▶ [TASK TO COMPLETE] Instruction for the entries that follow: retype exactly the lines from the line with "PR #378, opened 2025-03-18" to the line with "with that string.", both included, and omit all others.

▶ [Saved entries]
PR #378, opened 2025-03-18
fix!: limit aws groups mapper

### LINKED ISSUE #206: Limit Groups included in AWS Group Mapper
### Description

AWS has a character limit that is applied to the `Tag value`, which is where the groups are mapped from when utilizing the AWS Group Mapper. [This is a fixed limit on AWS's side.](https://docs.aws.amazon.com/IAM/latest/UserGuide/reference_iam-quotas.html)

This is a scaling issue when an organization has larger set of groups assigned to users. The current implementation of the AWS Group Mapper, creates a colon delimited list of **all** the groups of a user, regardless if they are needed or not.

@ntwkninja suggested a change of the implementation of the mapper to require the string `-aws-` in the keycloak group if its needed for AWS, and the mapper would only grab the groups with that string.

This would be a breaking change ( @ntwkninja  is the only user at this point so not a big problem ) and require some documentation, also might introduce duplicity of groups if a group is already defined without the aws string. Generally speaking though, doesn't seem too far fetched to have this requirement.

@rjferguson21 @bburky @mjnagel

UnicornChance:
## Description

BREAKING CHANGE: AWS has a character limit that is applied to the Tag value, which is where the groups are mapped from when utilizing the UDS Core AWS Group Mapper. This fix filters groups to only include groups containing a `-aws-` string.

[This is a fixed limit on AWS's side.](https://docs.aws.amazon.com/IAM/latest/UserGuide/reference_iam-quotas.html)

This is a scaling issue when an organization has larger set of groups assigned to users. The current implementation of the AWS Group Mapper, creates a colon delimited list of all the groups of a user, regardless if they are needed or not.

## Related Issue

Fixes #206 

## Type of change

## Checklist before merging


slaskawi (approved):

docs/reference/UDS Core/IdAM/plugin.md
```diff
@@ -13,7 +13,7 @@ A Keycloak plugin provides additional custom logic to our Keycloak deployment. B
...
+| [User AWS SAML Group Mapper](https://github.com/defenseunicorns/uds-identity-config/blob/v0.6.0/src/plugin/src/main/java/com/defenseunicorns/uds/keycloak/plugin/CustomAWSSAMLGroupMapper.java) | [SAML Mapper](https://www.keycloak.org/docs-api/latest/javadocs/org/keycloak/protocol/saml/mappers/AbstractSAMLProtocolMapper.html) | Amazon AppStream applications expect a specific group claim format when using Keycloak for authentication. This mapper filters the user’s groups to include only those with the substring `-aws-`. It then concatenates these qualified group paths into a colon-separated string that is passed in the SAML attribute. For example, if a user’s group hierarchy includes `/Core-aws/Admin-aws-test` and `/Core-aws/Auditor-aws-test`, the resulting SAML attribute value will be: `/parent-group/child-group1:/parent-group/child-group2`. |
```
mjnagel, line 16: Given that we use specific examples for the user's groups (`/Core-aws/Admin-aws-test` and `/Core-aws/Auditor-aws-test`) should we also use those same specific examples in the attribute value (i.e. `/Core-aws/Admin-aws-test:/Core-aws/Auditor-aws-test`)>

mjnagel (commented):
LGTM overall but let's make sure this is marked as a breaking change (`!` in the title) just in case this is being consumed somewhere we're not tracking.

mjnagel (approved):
--
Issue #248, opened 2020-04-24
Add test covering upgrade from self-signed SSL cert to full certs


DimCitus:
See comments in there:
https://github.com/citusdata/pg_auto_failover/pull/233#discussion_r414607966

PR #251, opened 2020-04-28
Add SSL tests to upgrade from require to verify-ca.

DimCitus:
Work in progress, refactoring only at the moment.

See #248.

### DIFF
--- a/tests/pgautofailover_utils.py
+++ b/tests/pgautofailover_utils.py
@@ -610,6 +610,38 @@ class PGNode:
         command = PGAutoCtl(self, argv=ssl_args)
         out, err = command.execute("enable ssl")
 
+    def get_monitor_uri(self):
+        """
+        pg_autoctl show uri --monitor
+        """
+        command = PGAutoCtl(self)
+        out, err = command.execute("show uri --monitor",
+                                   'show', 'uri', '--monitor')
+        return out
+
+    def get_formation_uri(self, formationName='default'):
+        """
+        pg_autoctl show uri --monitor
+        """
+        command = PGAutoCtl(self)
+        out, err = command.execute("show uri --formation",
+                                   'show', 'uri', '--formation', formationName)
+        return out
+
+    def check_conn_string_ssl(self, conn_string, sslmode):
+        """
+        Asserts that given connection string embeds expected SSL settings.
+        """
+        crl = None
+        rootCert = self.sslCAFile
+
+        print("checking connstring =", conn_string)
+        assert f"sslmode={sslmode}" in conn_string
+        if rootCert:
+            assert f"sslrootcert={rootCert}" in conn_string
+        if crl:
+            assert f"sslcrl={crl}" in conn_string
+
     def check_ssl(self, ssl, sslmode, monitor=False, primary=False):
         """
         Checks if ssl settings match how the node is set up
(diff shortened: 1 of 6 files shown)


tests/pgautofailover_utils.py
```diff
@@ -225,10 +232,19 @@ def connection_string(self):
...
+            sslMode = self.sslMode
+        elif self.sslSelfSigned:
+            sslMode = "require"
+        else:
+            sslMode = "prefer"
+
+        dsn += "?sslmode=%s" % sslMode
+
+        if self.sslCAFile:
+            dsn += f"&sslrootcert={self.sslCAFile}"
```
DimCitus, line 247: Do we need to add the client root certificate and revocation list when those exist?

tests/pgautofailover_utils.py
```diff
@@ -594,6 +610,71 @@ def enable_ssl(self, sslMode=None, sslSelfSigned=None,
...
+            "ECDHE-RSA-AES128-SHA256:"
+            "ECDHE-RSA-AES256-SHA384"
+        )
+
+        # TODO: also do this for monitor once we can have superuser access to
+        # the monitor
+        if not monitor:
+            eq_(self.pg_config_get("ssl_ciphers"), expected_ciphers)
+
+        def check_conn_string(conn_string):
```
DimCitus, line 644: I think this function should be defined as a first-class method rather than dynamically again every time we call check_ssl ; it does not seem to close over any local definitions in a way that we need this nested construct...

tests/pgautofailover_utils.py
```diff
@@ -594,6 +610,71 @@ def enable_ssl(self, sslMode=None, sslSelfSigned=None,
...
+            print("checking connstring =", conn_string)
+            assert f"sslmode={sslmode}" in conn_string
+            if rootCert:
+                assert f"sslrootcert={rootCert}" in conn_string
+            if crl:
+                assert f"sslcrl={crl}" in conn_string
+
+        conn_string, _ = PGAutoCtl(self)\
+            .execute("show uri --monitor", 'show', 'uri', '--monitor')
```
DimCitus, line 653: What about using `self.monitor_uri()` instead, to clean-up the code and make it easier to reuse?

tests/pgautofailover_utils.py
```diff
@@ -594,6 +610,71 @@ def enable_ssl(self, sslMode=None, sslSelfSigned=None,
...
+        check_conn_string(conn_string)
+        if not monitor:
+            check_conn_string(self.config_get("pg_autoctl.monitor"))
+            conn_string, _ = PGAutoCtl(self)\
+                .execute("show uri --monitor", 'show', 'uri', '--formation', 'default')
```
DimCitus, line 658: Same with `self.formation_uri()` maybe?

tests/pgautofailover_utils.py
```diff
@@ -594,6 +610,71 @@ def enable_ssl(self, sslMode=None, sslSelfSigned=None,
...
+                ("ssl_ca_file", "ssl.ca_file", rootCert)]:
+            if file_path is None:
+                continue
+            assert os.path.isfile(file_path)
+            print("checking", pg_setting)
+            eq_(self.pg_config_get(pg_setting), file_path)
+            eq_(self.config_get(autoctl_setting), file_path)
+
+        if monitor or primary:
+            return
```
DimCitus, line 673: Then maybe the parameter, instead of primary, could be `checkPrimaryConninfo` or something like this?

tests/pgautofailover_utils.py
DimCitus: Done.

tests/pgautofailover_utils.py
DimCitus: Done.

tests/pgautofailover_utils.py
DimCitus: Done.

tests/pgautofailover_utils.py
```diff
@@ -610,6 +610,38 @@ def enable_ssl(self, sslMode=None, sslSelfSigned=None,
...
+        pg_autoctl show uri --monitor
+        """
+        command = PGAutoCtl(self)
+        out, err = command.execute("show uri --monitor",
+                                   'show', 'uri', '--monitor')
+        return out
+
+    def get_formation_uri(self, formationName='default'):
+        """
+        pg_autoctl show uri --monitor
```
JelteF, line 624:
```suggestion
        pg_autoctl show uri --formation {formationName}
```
---
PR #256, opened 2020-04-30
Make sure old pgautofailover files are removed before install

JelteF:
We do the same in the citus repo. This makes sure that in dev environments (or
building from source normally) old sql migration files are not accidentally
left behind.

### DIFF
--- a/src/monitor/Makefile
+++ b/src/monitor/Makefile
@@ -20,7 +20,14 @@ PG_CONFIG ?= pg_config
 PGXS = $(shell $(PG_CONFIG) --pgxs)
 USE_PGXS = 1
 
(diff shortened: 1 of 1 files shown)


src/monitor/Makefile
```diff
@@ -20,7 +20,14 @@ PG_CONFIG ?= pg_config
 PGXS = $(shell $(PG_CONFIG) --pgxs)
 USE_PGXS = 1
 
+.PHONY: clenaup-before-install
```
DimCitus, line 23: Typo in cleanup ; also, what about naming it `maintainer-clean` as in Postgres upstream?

▶ [SOLUTION TO THE EXERCISE]
PR #378, opened 2025-03-18
fix!: limit aws groups mapper

### LINKED ISSUE #206: Limit Groups included in AWS Group Mapper
### Description

AWS has a character limit that is applied to the `Tag value`, which is where the groups are mapped from when utilizing the AWS Group Mapper. [This is a fixed limit on AWS's side.](https://docs.aws.amazon.com/IAM/latest/UserGuide/reference_iam-quotas.html)

This is a scaling issue when an organization has larger set of groups assigned to users. The current implementation of the AWS Group Mapper, creates a colon delimited list of **all** the groups of a user, regardless if they are needed or not.

@ntwkninja suggested a change of the implementation of the mapper to require the string `-aws-` in the keycloak group if its needed for AWS, and the mapper would only grab the groups with that string.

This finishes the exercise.